PR #1086, opened 2024-10-26
Code sign pr binaries on macOS

davidanthoff:
Fixes https://github.com/JuliaLang/juliaup/issues/1000.

### DIFF
--- a/Cargo.lock
+++ b/Cargo.lock
@@ -1032,6 +1032,7 @@ dependencies = [
  "tempfile",
  "thiserror",
  "url",
+ "walkdir",
  "windows",
  "winres",
 ]
--- a/Cargo.toml
+++ b/Cargo.toml
@@ -66,6 +66,7 @@ windows = { version = "0.58.0", features = ["Win32_Foundation", "Win32_UI_Shell"
 
 [target.'cfg(target_os = "macos")'.dependencies]
 reqwest = { version = "0.12", default-features = false, features = ["blocking", "native-tls", "socks"] }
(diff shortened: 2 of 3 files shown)


davidanthoff:
@IanButterworth could you give this a try? And maybe you know what we need to check for with the return value from `mode()` to really just target the executable files?

IanButterworth:
As demonstrated in https://github.com/JuliaLang/juliaup/issues/1000#issue-2423024139 locally codesigning causes all stdlib pkgimages to be invalidated, meaning the user will hit precompilation for stdlibs, which will go into the user depot, which I believe creates non-ideal cache loading state. If we do want to do this, then we'd need to also employ the post-codesign fix that julia CD does by updating the hash in the .ji files too.

https://github.com/JuliaCI/julia-buildkite/blob/32243903bbc9e282da801d6160e6ee1009e6d0a4/utilities/upload_julia.sh#L42

davidanthoff:
Oh gee, this all feels very brittle... But ok. Probably best if we re-implement that hash-update functionality in Rust? It doesn't look too complicated... I think we can't assume that we have a functioning Julia available at the point in time when we need to make this change.

I should say, I'll probably leave this to someone else to finish :)

IanButterworth:
FWIW, I'm not that someone else. To re-write that .jl header update in rust, we'd need to keep rust up to date with the .ji format.. which is purely internal, so prone to change.

IanButterworth:
This was implemented in https://github.com/JuliaLang/juliaup/pull/1277

PR #166, opened 2018-11-26
Backport Privacy API support to 3.3 branch

paulholden:
The first commit (5e77dd136aab6c35411ef4552f637030ad8512dc) just contains two backported changes from the 3.5 branch that implement the Privacy API (I've preserved @mchurchward as the author)

The second commit (2c778013001360a0f67f084337cbf80cb3176223) is to fix compatibility with Moodle 3.3 which is the last version to support PHP 5.6 and as such does not have support for most type hinting that is available in later versions of PHP. This was apparently attempted in 89199871fc7c17ced07cada11efa874c0131d1b3 but was not done successfully

### DIFF
--- a/classes/privacy/provider.php
+++ b/classes/privacy/provider.php
@@ -42,7 +42,7 @@ class provider implements
      * @param   collection $items The collection to add metadata to.
      * @return  collection  The array of metadata
      */
-    public static function _get_metadata(\core_privacy\local\metadata\collection $collection): \core_privacy\local\metadata\collection {
+    public static function _get_metadata(\core_privacy\local\metadata\collection $collection) {
 
         // Add all of the relevant tables and fields to the collection.
         $collection->add_database_table('questionnaire_attempts', [
@@ -113,7 +113,7 @@ class provider implements
      * @param   int $userid The user to search.
      * @return  contextlist   $contextlist  The list of contexts used in this plugin.
      */
-    public static function _get_contexts_for_userid(int $userid): \core_privacy\local\request\contextlist {
+    public static function _get_contexts_for_userid($userid) {
         $contextlist = new \core_privacy\local\request\contextlist();
 
         $sql = "SELECT c.id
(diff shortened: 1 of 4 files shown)


mchurchward:
Hi Paul.
I don't really want to backport to the 3.3 branch. I have made the 3.5 branch work with 3.4 and 3.3. Your fixes are necessary to make this actually work - thanks!
My strategy is to introduce new features into the latest branch release only. When the branches can be compatible with earlier branches, I note that in the release notes and make it so.
Non-latest branches get bug fixes only.
I have figured out how to get Travis to test with multiple branches of Moodle and different PHP versions, so that uncovered the error you identified.
I recreated your changes in the latest 3.5 commit. If you want to create a new pull request against the 3.5 branch for those fixes, I'll undo mine and accept yours.

paulholden:
Hi @mchurchward,

> I have made the 3.5 branch work with 3.4 and 3.3. Your fixes are necessary to make this actually work - thanks!

Your 3.5 branch **doesn't work** in most older Moodle versions since 485dc9a8b6e7c8550d4b24a47d7108b26e4c4ec4 as you are implementing an interface (_\core_privacy\local\request\core_userlist_provider_) that doesn't necessarily exist in those versions, and will create a PHP fatal error (all of 3.3, <3.4.6, <3.5.3)

The [release notes](https://docs.moodle.org/dev/Moodle_3.6_release_notes#Privacy_API_update) indicate what versions this will work in

This PR would at least allow users to comply with GDPR while on the 3.3 branch, where your 3.5 branch can't be backported to. Users using 3.4.6 and 3.5.3 would be able to use your 3.5 branch as now

mchurchward:
Hi Paul -
Yes, I understand that, and thanks for that fix. But the privacy API is not in the 3.3 branch, whereas your pull requests wants to put it into the 3.3 branch. The change also contains changes to the notification system (I believe), which should not go back to 3.3.
However, your request should go into both the 3.5 and 3.4 branches.
In any case, I copied your changes to both the 3.5 and 3.4 branches, updated the Travis CI files so they test them with PHP 5.6, and released them.
3.5.2 release - https://github.com/PoetOS/moodle-mod_questionnaire/tree/3.5.2
3.4.3 release - https://github.com/PoetOS/moodle-mod_questionnaire/tree/3.4.3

**Work instructions**
Above are some lines. Repeat exactly, and only, those from the line that has "I should say, I'll" through the line that has "The first commit".

**Task response**
I should say, I'll probably leave this to someone else to finish :)

IanButterworth:
FWIW, I'm not that someone else. To re-write that .jl header update in rust, we'd need to keep rust up to date with the .ji format.. which is purely internal, so prone to change.

IanButterworth:
This was implemented in https://github.com/JuliaLang/juliaup/pull/1277

PR #166, opened 2018-11-26
Backport Privacy API support to 3.3 branch

paulholden:
The first commit (5e77dd136aab6c35411ef4552f637030ad8512dc) just contains two backported changes from the 3.5 branch that implement the Privacy API (I've preserved @mchurchward as the author)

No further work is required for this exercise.